Holding back a sigh, Liz spoke to Jacob. “Diaz is with Kele. He hates Carreon as much as we all do. He’ll protect her.”

Jacob backed away. “Sure. If she told him what she was doing.”

“Even if she didn’t,” Zeke said, “he’ll know soon enough, and he’ll help her.”

Jacob stopped shifting from foot to foot. “You really believe that, or is it something you’re only saying to keep me here?”

“Oh God, don’t leave,” Liz said. She wrapped her arms around Jacob’s torso. His heart beat as wildly as hers. “Diaz will keep her safe,” Liz murmured. “He’ll prove Zeke’s vision was wrong. Diaz will change the future, just as Zeke did when he saw you dying during the battle here.”

Jacob made a noise that sounded resigned or tired, then caressed Liz as Zeke had when they’d first returned to the stronghold and he’d begged her to stop asking so many questions…to simply hold him. “You really believe Kele will be all right?”

It was a moment before Liz could answer. Right now, all she had was hope. “Even if she’s not, I can bring her back.”

“No,” Zeke said, going to them. “I won’t allow it.”

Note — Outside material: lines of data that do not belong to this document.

PR #146, opened 2020-04-08
css to align and float figure directives

najuzilu:
I've added some basic css to align figures using `figclass` option.

Here's a quick screenshot of the documentation I'd like to add to the `cli`:
Screen Shot 2020-04-08 at 3 20 55 PM

Would love to hear what people think about this @chrisjsewell @choldgraf

### DIFF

“That goes double for me,” Jacob said. “Your father won’t go for it either. He’ll help her, should it come to that.”

Liz didn’t argue. Now wasn’t the time. She refused to believe that she could no longer heal. That one day, she’d have to let Zeke, her father or Jacob slip away in order to protect herself.

Uh-uh. No freaking way. She’d never allow that. Nor would she consider that Kele and Diaz wouldn’t come back. “Is it possible for you to start a transmission, or whatever you call it, to the club?” she asked. “For us to see what’s going on?”

Zeke and Jacob exchanged a glance.

Liz spoke before they could. “If you can’t do it with the computer Carreon used before, what about a security camera? Maybe there’s one in the office like those outside the building. Can you hack into it, intercept the image, whatever needs to be done?”

“It’s worth a try,” Jacob said.

Zeke ran his fingers over his mouth, looking uncertain. Liz noticed how he kept glancing behind himself as though he expected someone to barge into the room. “What’s wrong?” she asked.

Jacob stopped short of the computer, waiting for his brother’s answer.